Current and Future Research to Improve the Outcomes of Patients with Anal Cancer
In the inaugural event of the Global Cancer Movement, initiated by OncoDaily, Rachel Riechelmann delves into the innovative advancements in anal cancer treatment, addressing its growing global burden. This impactful session explores cutting-edge strategies and highlights the transformative role of research and precision care in improving patient outcomes.
Rachel Riechelmann begins by addressing the global audience and introducing their topic: advancements and challenges in the treatment of anal cancer. They emphasize that anal cancer is rare, accounting for less than 3% of gastrointestinal cancers, with approximately 50,000 new cases and 20,000 deaths globally in 2020. Its incidence is rising, particularly among HIV-positive individuals.

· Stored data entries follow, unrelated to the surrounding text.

PR #746, opened 2023-03-16
Output non-matching eDSL objects to String

goetzrrGit:
* **Review:** By commit  

## Description

Address the problem of converting eDSL from SeqJSON, wherein, if the eDSL fails to recognize the SeqJSON object, it should populate the sequence with the placeholder [object]

In this example since `Activate` and `Load` are not a defined `Step` in the eDSL so it can't convert it to eDSL and outputs step. Now it will just preserve the SeqJSON by fully outputting the object.

```ts
export default () =>
  Sequence.new({
    seqId: '',
    metadata: {},
    steps: [
      [Object],
      C.BAKE_BREAD
      ]
  });
```

## Verification
e2e test work as well as my manual test

### DIFF
--- a/sequencing-server/test/__snapshots__/command-types.spec.ts.snap
+++ b/sequencing-server/test/__snapshots__/command-types.spec.ts.snap
@@ -309,7 +309,7 @@ export class Sequence implements SeqJson {
                 if (step instanceof CommandStem || step instanceof Ground_Block || step instanceof Ground_Event) {
                   return step.toEDSLString() + ',';
                 }
-                return step + ',';
+                return objectToString(step) + ',';
               })
               .join('\\n'),
             1,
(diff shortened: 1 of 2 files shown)


sequencing-server/test/__snapshots__/command-types.spec.ts.snap
goetzrrGit, line 1: Auto generated file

The primary risk factor is HPV infection, present in 90% of cases, along with other immunosuppressive conditions such as organ transplants or autoimmune diseases. Due to the high prevalence of HIV among anal cancer patients, routine HIV testing is recommended, especially in regions like Latin America, where prevalence rates range from 10% to 25%.
The mainstay of anal cancer treatment is chemoradiation, with options including mitomycin or cisplatin combined with fluoropyrimidines like 5-FU or capecitabine. Mitomycin’s limited availability in certain regions, such as Brazil, often necessitates the use of cisplatin-based regimens.

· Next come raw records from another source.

PR #806, opened 2023-03-20
Add hardware commands to Command eDSL

### LINKED ISSUE #744: Add hardware commands to the sequencing EDSL
They should only be allowed in the [hardware_commands](https://github.com/NASA-AMMOS/seq-json-schema/blob/develop/schema.json#L680) section.

goetzrrGit:
* **Tickets addressed:** closes https://github.com/NASA-AMMOS/aerie/issues/744
* **Review:** By commit  

## Description
Added hardware command generation and support to the eDSL from the command dictionary.

ex.
```ts
export default () =>
  Sequence.new({
    seqId: 'test000.0001',
    metadata: {},
    hardware_commands: [
      HDW_BLENDER_DUMP
      .DESCRIPTION('dump blender')
      .METADATA({
        author: 'rrgoetz',
      })
    ],
  });
```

Cure rates for chemoradiation are high (80–90%), though approximately 20% of patients experience recurrence, metastasis, or persistent disease. For such cases, salvage treatment involving aggressive surgical interventions like abdominoperineal amputation may be employed, offering potential curative outcomes despite the procedure’s invasiveness.
Efforts to improve treatment outcomes include investigating reduced-intensity therapies for early-stage tumors. Studies like DECREASE are exploring whether lower radiation doses can maintain efficacy while minimizing toxicity. Other approaches involve testing pre- and probiotics to enhance tolerability of chemoradiation, although randomized trials have not shown significant benefits in terms of response rates, adverse event reduction, or microbiome changes.

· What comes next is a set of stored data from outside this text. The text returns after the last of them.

PR #1051, opened 2023-08-01
Load simulation results from DB before scheduling + performance improvements 

### LINKED ISSUE #748: Load simulation results from DB before scheduling
This ticket builds towards the effort of reducing the number of simulations during scheduling.

Before scheduling, the solver simulates the whole plan to be able to execute expressions. As there is a high chance that the user has already ran a simulation corresponding to the current plan, we could load these simulation results before scheduling and avoid one full simulation.

### LINKED ISSUE #913: Add `iterative` option for scheduling goals
To avoid malformed goals that could cause infinite loops in the scheduler, the scheduler should not iterate on goals by default. Turn that behavior off, and reenable it under a flag in the eDSL.

adrienmaillard:
* **Tickets addressed:** #748 #913 
* **Review:** By commit  

## Description

As usual, on my way to the feature, I get distracted by other improvements and fixes. Some of those are really worth it, in commits (4) and (5) especially. The last commit shows a performance improvement in 20+ tests.  About 30-50% less simulations in these test cases.

In (1), I removed the need for an ugly artificial time buffer in the scheduler simulation by fixing an issue in `Windows`: if the last interval of a profile was closed-open, `Windows` considered that there was a gap because it only used `Interval.contains` and that contains does not care about the open/closed property. The detected gap prevented from turning these windows into spans and so on. Hopefully, that is now squared. 

In (2), I have added a small optimization that may spare us a simulation if not needed.

In (3), a small fix regarding the domain of converted simulation results.

In (4), a significant change. I removed the conflict detection _after_ goal solving. After solving a goal, we ran conflict detection to check that we effectively solved it. This resulted in a simulation runs that could be avoided. The only goal which was taking advantage of this mechanism was the cardinality goal in the case of activities with uncontrollable duration. It was posting one conflict at a time and kept posting conflict until the duration and cardinality conditions were not satisfied. The `MissingActivityTemplateConflict` (and its processing by `PrioritySolver`) has been generalized to handle duration and cardinality thus removing the need for the second conflict detection after goal solving. 

In (5), I fixed a boundary reset condition that were causing more simulations than needed. This bound had been set conservatively because at some point, the driver was dropping some tasks. But this has been fixed a few month ago. 

In (6), I have modified the scheduler so that it is able to use initial simulation results coming from the DB. 
- the solver keeps the initial simulation results and returns them when needed if the associated initial plan has not been modified. 
- a field has been added to the `SimulationFacade` to hold an initial plan until a simulation is needed. This is to avoid simulating a plan that will not be needed. Rootfinding needs the facade to have the current plan "loaded" but if external simulation results have been loaded, there is no need for a first simulation before the first rootfinding try. 

In (7) I pull the simulation results from the DB and pass them to scheduling. DB simulation results are considered useful if they correspond to the current revision of the plan and if they cover the entire plan horizon. We do not pull events and topics to save time (and they are useless to the scheduler right now).  

In (8), I have fixed some tests. The results are the same but the data path as well as the in-memory state was wrong. 

In (9) I have added a test to show how loading initial simulation results allows to remove the first simulation. The test is the same as its neighbor and displays a lower number of simulations (-1) for the same results. 

In (10), I have updated the simulation performance of the scheduler tests. These improvements are mostly due to (4) (and a little bit (5)). 
 
## Verification

Existing tests are passing.  Only one new test. Testing the graphql requests/scheduler-worker is not easy, I am open to suggestions. 

## Documentation

None. 

## Future work

None.

### DIFF
--- a/e2e-tests/src/tests/scheduler-with-sim.test.ts
+++ b/e2e-tests/src/tests/scheduler-with-sim.test.ts
@@ -1,0 +1,319 @@
+
+import {expect, test} from "@playwright/test";
+import req, {awaitScheduling, awaitSimulation} from "../utilities/requests.js";
+import time from "../utilities/time.js";
+
+/*
+This is testing the check on Plan Revision before loading initial simulation results. We inject results associated with an old plan revision.
+In these results, there is only one GrowBanana activity instead of the actual 2 present in the latest plan revision.
+A coexistence goal attaching to GrowBanana activities shows that the scheduler did not use the stale sim results.
+*/
+test.describe.serial('Scheduling with initial sim results', () => {
+  const rd = Math.random() * 100;
+  const plan_start_timestamp = "2021-001T00:00:00.000";
+  const plan_end_timestamp = "2021-001T12:00:00.000";
+
+  test('Main', async ({ request }) => {
+    //upload bananation jar
+    const jar_id = await req.uploadJarFile(request);
+
+    const model: MissionModelInsertInput = {
+      jar_id,
+      mission: 'aerie_e2e_tests' + rd,
+      name: 'Banananation (e2e tests)' + rd,
+      version: '0.0.0' + rd,
+    };
+    const mission_model_id = await req.createMissionModel(request, model);
+    //delay for generation
+    await delay(2000);
+    const plan_input : CreatePlanInput = {
+      model_id : mission_model_id,
+      name : 'test_plan' + rd,
+      start_time : plan_start_timestamp,
+      duration : time.getIntervalFromDoyRange(plan_start_timestamp, plan_end_timestamp)
+    };
+    const plan_id = await req.createPlan(request, plan_input);
+
+    const firstGrowBananaToInsert : ActivityInsertInput =
+        {
+          //no arguments to ensure that the scheduler is getting effective arguments
+          arguments : {},
+          plan_id: plan_id,
+          type : "GrowBanana",
+          start_offset : "1h"
+        };
+
+    await req.insertActivity(request, firstGrowBananaToInsert);
+
+    await awaitSimulation(request, plan_id);
+
+    const secondGrowBananaToInsert : ActivityInsertInput =
+        {
+          //no arguments to ensure that the scheduler is getting effective arguments
+          arguments : {},
+          plan_id: plan_id,
+          type : "GrowBanana",
+          start_offset : "2h"
+        };
+
+    await req.insertActivity(request, secondGrowBananaToInsert);
+
+    const schedulingGoal1 : SchedulingGoalInsertInput =
+        {
+          description: "Test goal",
+          model_id: mission_model_id,
+          name: "ForEachGrowPeel"+rd,
+          definition: `export default function myGoal() {
+                  return Goal.CoexistenceGoal({
+                    forEach: ActivityExpression.ofType(ActivityType.GrowBanana),
+                    activityTemplate: ActivityTemplates.BiteBanana({
+                      biteSize: 1,
+                    }),
+                    startsAt:TimingConstraint.singleton(WindowProperty.END)
+                  })
+                }`
+        };
+
+    const first_goal_id = await req.insertSchedulingGoal(request, schedulingGoal1);
+
+    let plan_revision = await req.getPlanRevision(request, plan_id);
+
+    const schedulingSpecification : SchedulingSpecInsertInput = {
+      // @ts-ignore
+      horizon_end: plan_end_timestamp,
+      horizon_start: plan_start_timestamp,
+      plan_id : plan_id,
+      plan_revision : plan_revision,
+      simulation_arguments : {},
+      analysis_only: false
+    }
+    const scheduling_specification_id = await req.insertSchedulingSpecification(request, schedulingSpecification);
+
+    const priority = 0;
+    const specGoal: SchedulingSpecGoalInsertInput = {
+      goal_id: first_goal_id,
+      priority: priority,
+      specification_id: scheduling_specification_id,
+    };
+    await req.createSchedulingSpecGoal(request, specGoal);
+
+    const { status, datasetId } = await awaitScheduling(request, scheduling_specification_id);
+
+    expect(status).toEqual("complete")
+    expect(datasetId).not.toBeNull();
+
+    const plan = await req.getPlan(request, plan_id)
+    expect(plan.activity_directives.length).toEqual(4);
+
+    //delete plan
+    const deleted_plan_id = await req.deletePlan(request, plan_id);
+    expect(deleted_plan_id).not.toBeNull();
+    expect(deleted_plan_id).toBeDefined();
+    expect(deleted_plan_id).toEqual(plan_id);
+
+    //delete mission model
+    const deleted_mission_model_id = await req.deleteMissionModel(request, mission_model_id)
+    expect(deleted_mission_model_id).not.toBeNull();
+    expect(deleted_mission_model_id).toBeDefined();
+    expect(deleted_mission_model_id).toEqual(mission_model_id);
+  });
+
+
+  /* In this test, we load simulation results with the current plan revision but with a different sim config. If the
+   injected results are picked up, the goal will not be satisfied and the number of activities will stay at its original value.
+   */
+  test('Scheduling sim results 2', async ({ request }) => {
+    const rd = Math.random() * 100;
+    const plan_start_timestamp = "2021-001T00:00:00.000";
+    const plan_end_timestamp = "2021-001T12:00:00.000";
+
+    //upload bananation jar
+    const jar_id = await req.uploadJarFile(request);
+
+    const model: MissionModelInsertInput = {
+      jar_id,
+      mission: 'aerie_e2e_tests' + rd,
+      name: 'Banananation (e2e tests)' + rd,
+      version: '0.0.0' + rd,
+    };
+    const mission_model_id = await req.createMissionModel(request, model);
+    //delay for generation
+    await delay(2000);
+    const plan_input : CreatePlanInput = {
+      model_id : mission_model_id,
+      name : 'test_plan' + rd,
+      start_time : plan_start_timestamp,
+      duration : time.getIntervalFromDoyRange(plan_start_timestamp, plan_end_timestamp)
+    };
+    const plan_id = await req.createPlan(request, plan_input);
+
+    const simulation_id = await req.getSimulationId(request, plan_id);
+
+    const simulation_template : InsertSimulationTemplateInput = {
+      model_id: mission_model_id,
+      arguments: {
+        "initialPlantCount": 400,
+      },
+      description: 'Template for Plan ' +plan_id
+    };
+
+    await req.insertAndAssociateSimulationTemplate(request, simulation_template, simulation_id);
+
+    await awaitSimulation(request, plan_id);
+
+    const empty_simulation_template : InsertSimulationTemplateInput = {
+      model_id: mission_model_id,
+      arguments: {
+      },
+      description: 'Template for Plan ' +plan_id
+    };
+
+    await req.insertAndAssociateSimulationTemplate(request, empty_simulation_template, simulation_id);
+
+    const schedulingGoal1 : SchedulingGoalInsertInput =
+        {
+          description: "Test goal",
+          model_id: mission_model_id,
+          name: "ForEachPlanLessThan300"+rd,
+          definition: `export default () => Goal.CoexistenceGoal({
+            forEach: Real.Resource("/plant").lessThan(300),
+            activityTemplate: ActivityTemplates.GrowBanana({quantity: 10, growingDuration: Temporal.Duration.from({minutes:1}) }),
+            startsAt: TimingConstraint.singleton(WindowProperty.START)
+          })`
+        };
+
+    const first_goal_id = await req.insertSchedulingGoal(request, schedulingGoal1);
+
+    const plan_revision = await req.getPlanRevision(request, plan_id);
+
+    const schedulingSpecification : SchedulingSpecInsertInput = {
+      // @ts-ignore
+      horizon_end: plan_end_timestamp,
+      horizon_start: plan_start_timestamp,
+      plan_id : plan_id,
+      plan_revision : plan_revision,
+      simulation_arguments : {},
+      analysis_only: false
+    }
+    const specification_id = await req.insertSchedulingSpecification(request, schedulingSpecification);
+
+    const priority = 0;
+    const specGoal: SchedulingSpecGoalInsertInput = {
+      goal_id: first_goal_id,
+      priority: priority,
+      specification_id: specification_id,
+    };
+    await req.createSchedulingSpecGoal(request, specGoal);
+
+    await awaitScheduling(request, specification_id);
+
+    const plan = await req.getPlan(request, plan_id)
+    expect(plan.activity_directives.length).toEqual(1);
+
+    //delete plan
+    const deleted_plan_id = await req.deletePlan(request, plan_id);
+    expect(deleted_plan_id).not.toBeNull();
+    expect(deleted_plan_id).toBeDefined();
+    expect(deleted_plan_id).toEqual(plan_id);
+
+    //delete mission model
+    const deleted_mission_model_id = await req.deleteMissionModel(request, mission_model_id)
+    expect(deleted_mission_model_id).not.toBeNull();
+    expect(deleted_mission_model_id).toBeDefined();
+    expect(deleted_mission_model_id).toEqual(mission_model_id);
+  });
+
+  /* In this test, we inject simulation results to test that the scheduler is loading them properly. If they are picked up,
+  there should be no activity in the plan (plant>300). Otherwise, there should be one activity.
+   */
+  test('Scheduling sim results 3', async ({ request }) => {
+    const rd = Math.random() * 100;
+    const plan_start_timestamp = "2021-001T00:00:00.000";
+    const plan_end_timestamp = "2021-001T12:00:00.000";
+    //upload bananation jar
+    const jar_id = await req.uploadJarFile(request);
+
+    const model: MissionModelInsertInput = {
+      jar_id,
+      mission: 'aerie_e2e_tests' + rd,
+      name: 'Banananation (e2e tests)' + rd,
+      version: '0.0.0' + rd,
+    };
+    const mission_model_id = await req.createMissionModel(request, model);
+    //delay for generation
+    await delay(2000);
+    const plan_input : CreatePlanInput = {
+      model_id : mission_model_id,
+      name : 'test_plan' + rd,
+      start_time : plan_start_timestamp,
+      duration : time.getIntervalFromDoyRange(plan_start_timestamp, plan_end_timestamp)
+    };
+    const plan_id = await req.createPlan(request, plan_input);
+
+    const simId = await req.getSimulationId(request, plan_id);
+    let plan_revision = await req.getPlanRevision(request, plan_id);
+
+    const datasetId = await req.insertSimulationDataset(
+        request,
+        simId,
+        plan_start_timestamp,
+        plan_end_timestamp,
+        "success",
+        {},
+        plan_revision);
+
+    const profileId = await req.insertProfile(request, datasetId, "12h", "/plant", { "type": "discrete", "schema": { "type": "int" } });
+    await req.insertProfileSegment(request, datasetId, 400, false, profileId, "0h");
+
+    const schedulingGoal1 : SchedulingGoalInsertInput =
+        {
+          description: "Test goal",
+          model_id: mission_model_id,
+          name: "ForEachPlanLessThan300"+rd,
+          definition: `export default () => Goal.CoexistenceGoal({
+            forEach: Real.Resource("/plant").lessThan(300),
+            activityTemplate: ActivityTemplates.GrowBanana({quantity: 10, growingDuration: Temporal.Duration.from({minutes:1}) }),
+            startsAt: TimingConstraint.singleton(WindowProperty.START)
+          })`
+        };
+
+    const first_goal_id = await req.insertSchedulingGoal(request, schedulingGoal1);
+
+    plan_revision = await req.getPlanRevision(request, plan_id);
+
+    const schedulingSpecification : SchedulingSpecInsertInput = {
+      // @ts-ignore
+      horizon_end: plan_end_timestamp,
+      horizon_start: plan_start_timestamp,
+      plan_id : plan_id,
+      plan_revision : plan_revision,
+      simulation_arguments : {},
+      analysis_only: false
+    }
+    const specification_id = await req.insertSchedulingSpecification(request, schedulingSpecification);
+
+    const priority = 0;
+    const specGoal: SchedulingSpecGoalInsertInput = {
+      goal_id: first_goal_id,
+      priority: priority,
+      specification_id: specification_id,
+    };
+    await req.createSchedulingSpecGoal(request, specGoal);
+
+    await awaitScheduling(request, specification_id);
+
+    const plan = await req.getPlan(request, plan_id)
+    expect(plan.activity_directives.length).toEqual(0);
+
+    //delete plan
+    await req.deletePlan(request, plan_id);
+
+    //delete mission model
+    await req.deleteMissionModel(request, mission_model_id)
+  });
+});
+
+
+function delay(ms: number) {
+  return new Promise( resolve => setTimeout(resolve, ms) );
+}
--- a/scheduler-driver/src/main/java/gov/nasa/jpl/aerie/scheduler/conflicts/MissingActivityTemplateConflict.java
+++ b/scheduler-driver/src/main/java/gov/nasa/jpl/aerie/scheduler/conflicts/MissingActivityTemplateConflict.java
@@ -2,12 +2,14 @@ package gov.nasa.jpl.aerie.scheduler.conflicts;
 
 import gov.nasa.jpl.aerie.constraints.model.EvaluationEnvironment;
 import gov.nasa.jpl.aerie.constraints.time.Windows;
+import gov.nasa.jpl.aerie.merlin.protocol.types.Duration;
 import gov.nasa.jpl.aerie.scheduler.constraints.activities.ActivityCreationTemplate;
 import gov.nasa.jpl.aerie.scheduler.goals.ActivityTemplateGoal;
 
+import java.util.Optional;
+
 /**
  * describes plan problem due to lack of a matching instance for a template
- *
  * such conflicts are typically addressed by scheduling additional activities
  * using the corresponding creation template
  */
@@ -16,16 +18,20 @@ public class MissingActivityTemplateConflict extends MissingActivityConflict {
   /**
    * ctor creates a new conflict regarding a missing activity
    *
-   * @param goal IN STORED the dissatisfied goal that issued the conflict
-   * @param temporalContext IN STORED the times in the plan when the goal was
-   *     disatisfied enough to induce this conflict (including just the
-   *     desired start times of the activity, not necessarily the end time)
+   * @param goal  the dissatisfied goal that issued the conflict
+   * @param temporalContext  the times in the plan when the goal was
+   * @param template  desired activity template
+   * @param evaluationEnvironment the evaluation environment at the time of creation so variables can be retrieved later at instantiation
+   * @param cardinality the desired number of times the activity template should be inserted
+   * @param totalDuration the desired total duration
    */
   public MissingActivityTemplateConflict(
       ActivityTemplateGoal goal,
       Windows temporalContext,
       ActivityCreationTemplate template,
-      EvaluationEnvironment evaluationEnvironment)
+      EvaluationEnvironment evaluationEnvironment,
+      int cardinality,
+      Optional<Duration> totalDuration)
   {
     super(goal, evaluationEnvironment);
 
@@ -35,6 +41,22 @@ public class MissingActivityTemplateConflict extends MissingActivityConflict {
     }
     this.temporalContext = temporalContext;
     this.template = template;
+    this.cardinality = cardinality;
+    this.totalDuration = totalDuration;
+  }
+
+  //the number of times the activity needs to be inserted
+  int cardinality;
+
+  //the desired total duration over the number of activities needed
+  Optional<Duration> totalDuration;
+
+  public int getCardinality(){
+    return cardinality;
+  }
+
+  public Optional<Duration> getTotalDuration(){
+    return totalDuration;
   }
 
   /**
--- a/scheduler-driver/src/main/java/gov/nasa/jpl/aerie/scheduler/constraints/activities/ActivityCreationTemplate.java
+++ b/scheduler-driver/src/main/java/gov/nasa/jpl/aerie/scheduler/constraints/activities/ActivityCreationTemplate.java
@@ -2,6 +2,7 @@ package gov.nasa.jpl.aerie.scheduler.constraints.activities;
 
 import gov.nasa.jpl.aerie.constraints.model.EvaluationEnvironment;
 import gov.nasa.jpl.aerie.constraints.model.Profile;
+import gov.nasa.jpl.aerie.constraints.model.SimulationResults;
 import gov.nasa.jpl.aerie.constraints.time.Interval;
 import gov.nasa.jpl.aerie.constraints.time.Spans;
 import gov.nasa.jpl.aerie.constraints.time.Windows;
@@ -271,6 +272,7 @@ public class ActivityCreationTemplate extends ActivityExpression implements Expr
 
         @Override
         public Duration valueAt(Duration start, HistoryWithActivity history) {
+          final var latestConstraintsSimulationResults = getLatestSimulationResults(facade, start);
           final var actToSim = SchedulingActivityDirective.of(
               type,
               start,
@@ -278,7 +280,7 @@ public class ActivityCreationTemplate extends ActivityExpression implements Expr
               SchedulingActivityDirective.instantiateArguments(
                   arguments,
                   start,
-                  facade.getLatestConstraintSimulationResults(),
+                  latestConstraintsSimulationResults,
                   evaluationEnvironment,
                   type),
               null,
@@ -313,7 +315,7 @@ public class ActivityCreationTemplate extends ActivityExpression implements Expr
       final var instantiatedArguments = SchedulingActivityDirective.instantiateArguments(
           this.arguments,
           earliestStart,
-          facade.getLatestConstraintSimulationResults(),
+          getLatestSimulationResults(facade, earliestStart),
           evaluationEnvironment,
           type);
 
@@ -343,7 +345,7 @@ public class ActivityCreationTemplate extends ActivityExpression implements Expr
           SchedulingActivityDirective.instantiateArguments(
               this.arguments,
               earliestStart,
-              facade.getLatestConstraintSimulationResults(),
+              getLatestSimulationResults(facade, earliestStart),
               evaluationEnvironment,
               type),
           null,
@@ -365,7 +367,7 @@ public class ActivityCreationTemplate extends ActivityExpression implements Expr
           SchedulingActivityDirective.instantiateArguments(
               this.arguments,
               earliestStart,
-              facade.getLatestConstraintSimulationResults(),
+              getLatestSimulationResults(facade, earliestStart),
               evaluationEnvironment,
               type),
           null,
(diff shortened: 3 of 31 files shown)


adrienmaillard:
Here are some actions I am going to take following the walkthrough this morning: 
- check that the documentation mentions that the sim configuration is loaded by the scheduler 
- when looking for a suitable simulation dataset, add a condition checking that the current sim config is equal to the sim config used for the potential dataset
- break down the big graphql request into similar smaller requests (and maybe multi-thread them)
- add an e2e test with stale results

scheduler-driver/src/main/java/gov/nasa/jpl/aerie/scheduler/simulation/ResumableSimulationDriver.java
```diff
@@ -165,7 +165,7 @@ public void simulateActivities(@NotNull Map<ActivityDirectiveId, ActivityDirecti
     resolved.get(null).sort(Comparator.comparing(Pair::getRight));
     final var earliestStartOffset = resolved.get(null).get(0);
 
-    if(earliestStartOffset.getRight().noLongerThan(curTime)){
+    if(earliestStartOffset.getRight().shorterThan(curTime)){
```
mattdailis: I'm not sure I have a solid enough grasp of the semantics here to feel confident that this is a correct change. Could you help me understand better?

This seems like it would be a safe change if the simulation has run everything before, but not including the `curTime` - in that case adding a new activity at `curTime` will execute in parallel with everything else that was scheduled at that time.

However, if the simulation has executed anything at `curTime`, continuing the simulation without re-initializing would cause the new activity to execute causally after the other events at `curTime`, rather than concurrently.

So my question is: what does `curTime` mean with respect to the simulation engine? Have we finished executing all jobs before and including the jobs at `curTime`? Or excluding the jobs at `curTime`? I'll try to figure this out myself, but if anyone knows off-hand I'd love to hear from you.

Mythicaeda: TL;DR: Yes, simulation has always run everything up to but not including `curTime`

Immunotherapy is also being explored in combination with chemoradiation and as a second-line treatment for metastatic disease. Various trials are testing agents like durvalumab, atezolizumab, and retifanlimab, with mixed results. For instance, the Podium 303 phase III trial showed improved progression-free survival (PFS) with retifanlimab plus carboplatin and paclitaxel, although overall survival data remain immature. Retifanlimab is anticipated to become a new standard for anal cancer treatment pending regulatory approval.
The speaker highlights the unique challenges faced by HIV-positive patients with anal cancer, including inferior disease-free and overall survival rates due to poorer tolerability of treatments like radiation. Notably, these patients often take longer to achieve complete response (median 7.8 months versus 4.8 months for HIV-negative patients). This delayed response underscores the importance of patience before pursuing salvage therapies.
The discussion shifts to rehabilitation, focusing on the long-term consequences of anal cancer treatment. While most patients are cured with chemoradiation, many experience significant side effects, such as sexual dysfunction and vaginal stenosis, particularly among women. These issues, linked to radiation-induced fibrosis, cause dyspareunia and other complications, highlighting the need for comprehensive post-treatment rehabilitation strategies.